Therefore say to the house of Israel: Thus saith the Lord God: Be converted, and depart from your idols, and turn away your faces from all your abominations. For every man of the house of Israel, and every stranger among the proselytes in Israel, if he separate himself from me, and place his idols in his heart, and set the stumblingblock of his iniquity before his face, and come to the prophet to inquire of me by him: I the Lord will answer him by myself.
Ezeckiel 14: 6-7 www.dbro.org
Lately, my eyes have been open to how much evil is within us. I would like to think that I was exempt from this but -no way, I see how much evil is within myself. I struggle each day with my many faults and weaknesses; trying to seek ways to connect with God and yet knowing how unworthy I am of His uncompromising love.

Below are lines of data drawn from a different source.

Issue #3055, opened 2023-05-04
add raw_tracepoint attachment to bpf_attach event


roikol:
currently bpf_attach event is not triggered when a BPF program is attached to raw_tracepoint.
we would like to see it in as part of bpf_attach event

PR #3060, opened 2023-05-07
feat: support raw_tracepoint in bpf_attach event

roikol:
close: #3055

```
Date:   Thu May 4 18:52:17 2023 +0300

    feat: support raw_tracepoint in bpf_attach event

    catch raw_tracepoint attachment to BPF program as part of bpf_attach
    event
```

### 2. Explain how to test it

terminal 1: `./dist/tracee-ebpf -f e=bpf_attach`
terminal 2: `./dist/tracee-ebpf -f e=sched_process_exec`

in terminal 1 you should see `bpf_attach` event with `attach_type` raw_tracepoint and `symbol_name` sched_process_exec


pkg/ebpf/probes/probes.go
```diff
@@ -33,104 +33,105 @@ func Init(module *bpf.Module, netEnabled bool) (Probes, error) {
...
+		FdInstall:                           &traceProbe{eventName: "fd_install", probeType: kprobe, programName: "trace_fd_install"},
+		FilpClose:                           &traceProbe{eventName: "filp_close", probeType: kprobe, programName: "trace_filp_close"},
+		InotifyFindInode:                    &traceProbe{eventName: "inotify_find_inode", probeType: kprobe, programName: "trace_inotify_find_inode"},
+		InotifyFindInodeRet:                 &traceProbe{eventName: "inotify_find_inode", probeType: kretprobe, programName: "trace_ret_inotify_find_inode"},
+		BpfCheck:                            &traceProbe{eventName: "bpf_check", probeType: kprobe, programName: "trace_bpf_check"},
+		ExecBinprm:                          &traceProbe{eventName: "exec_binprm", probeType: kprobe, programName: "trace_exec_binprm"},
+		ExecBinprmRet:                       &traceProbe{eventName: "exec_binprm", probeType: kretprobe, programName: "trace_ret_exec_binprm"},
+		TracepointProbeRegisterPrioMayExist: &traceProbe{eventName: "tracepoint_probe_register_prio_may_exist", probeType: kprobe, programName: "trace_tracepoint_probe_register_prio_may_exist"},
```
rafaeldtinoco, line 134: can we make this smaller and avoid such a big code shift ?

pkg/ebpf/c/tracee.bpf.c
```diff
@@ -1719,12 +1731,34 @@ int BPF_KPROBE(trace_security_file_ioctl)
...
 
-        send_bpf_attach(&p, bpf_prog_file, perf_event_file);
+        send_bpf_perf_attach(&p, bpf_prog_file, perf_event_file);
     }
 
     return 0;
 }
 
+SEC("kprobe/tracepoint_probe_register_prio_may_exist")
+int BPF_KPROBE(trace_tracepoint_probe_register_prio_may_exist)
```
yanivagman, line 1741: 1. This function only exists after kernel v5.10, meaning it will fail in any earlier version (and as well fail tracee I believe)
2. There is another kernel function named [tracepoint_probe_register_prio](https://elixir.bootlin.com/linux/v5.10.178/C/ident/tracepoint_probe_register_prio) - what about it?
3. Both of the above functions call tracepoint_add_func](https://elixir.bootlin.com/linux/v5.10.178/C/ident/tracepoint_add_func) which is also available in earlier kernel version - won't it be better to have a kprobe on it instead?

rafaeldtinoco: There is also `tracepoint_probe_register` (vanilla), which is the one I can see being called by all `register_trace_##name` functions in DECLARE_TRACE macro. This one was added back in 2015.

By the way, a good point was made. Without an instrumentation test for the bpf_attach (which might be pretty easy to be added), we wouldn't get the error Yaniv mentions, maybe we should add a quick instrumentation test (to make sure logic is tested among all kernel versions and arches).

rafaeldtinoco (changes requested):
Per comments.

pkg/ebpf/c/tracee.bpf.c
roikol: the `tracepoint_probe_register_prio_may_exist` exists in kernels v4.19+ https://elixir.bootlin.com/linux/v4.19.282/source/kernel/tracepoint.c#L364
(there was something weird yesterday with Elixir, it couldn't find the func in versions smaller than v5.10 like Yaniv said, but now it can find it).

if i understand correctly:

tracepoint_add_func is called from two paths - 
bpf + raw_tracepoint
user enabled raw_tracepoint under tracefs

we are only interested in the first path which uses `tracepoint_probe_register_prio_may_exist`.

the other path uses the `tracepoint_probe_register` and `tracepoint_probe_register_prio`.

the bpf + raw_tracepoint path starts in the bpf() syscall.
the only functions we can trace in this path:
bpf() -> bpf_raw_tracepoint_open() -> ... -> tracepoint_probe_register_prio_may_exist()

and only `tracepoint_probe_register_prio_may_exist` holds the information we need (bpf program + tracepoint info) and is not vulnerable to TOCTOU.


there may be another option of combining data from `tracepoint_add_func` with a BPF LSMhook (e.g. `security_bpf_prog`). this will remove the need of using `tracepoint_probe_register_prio_may_exist`, but it still add a kprobe, and also add more comlexity.
WDYT?


about the tests - agreed, we should have an instrumentation test for `bpf_attach` event.
i'll try to add the tests today/tomorrow.

rafaeldtinoco:
```
bpf() -> bpf_raw_tracepoint_open() -> ... -> tracepoint_probe_register_prio_may_exist()
```

If this path exists in previous versions (and it looks it does), then I believe we're good =D.

rafaeldtinoco:
I'll review, rebase and, possibly, merge this before the freeze tomorrow (FYIO).

yanivagman (approved):
LGTM
nit: indentation of all probes because of long name `TpProbeRegisterPrioMayExist`

tests/e2e-instrumentation-test.sh
```diff
@@ -86,7 +86,7 @@ for TEST in $TESTS; do
         --cache mem-cache-size=512 \
         --output format:json \
         --output option:parse-arguments \
-        --filter comm=echo,mv \
+        --filter comm=echo,mv,bpftrace \
```
rafaeldtinoco, line 89: I guess you're doing the test with 'tracee' and not 'bpftrace', will remove this in the rebase, check if tests are good etc.

rafaeldtinoco:
LGTM as well. Im rebasing on https://github.com/aquasecurity/tracee/pull/3148 and merging.

PR #3067, opened 2023-05-08
v0.14.1 dependencies updates (security, ...) and an urfave quick fix

rafaeldtinoco:
- tracee 0.14.0 should have updated packages but didn't because of an urfave issue. this is solved by this PR and the dependencies should be updated (security issues, etc).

I look back at my past and even though I have never been truly rebellious, I still see how many times I went against what I knew to be right in my heart simply because I wanted to things my way. I think we all go through a huge part of our lives being hard-headed and trying to find a better way or “my way” to do things. We did it to our parents and our children do it to us; not listening. I can’t say I have a huge amount of experience (having lost my parents rather young) but I look back, would my life had been easier if I would have only listened to those who were older and wiser than myself or must we go through our own “troubles” to get to where we were meant to be? Obviously, God never promised our lives would be easy or free from strife. We are to embrace our lives even, our problems and to be willing to make sacrifices here on earth so that when we return home we are worthy of our place in heaven.
Help us Lord to joyfully embrace each and every day, even the days that are filled with hardship–for as long as You feel is necessary in order to prepare our heart for your Love.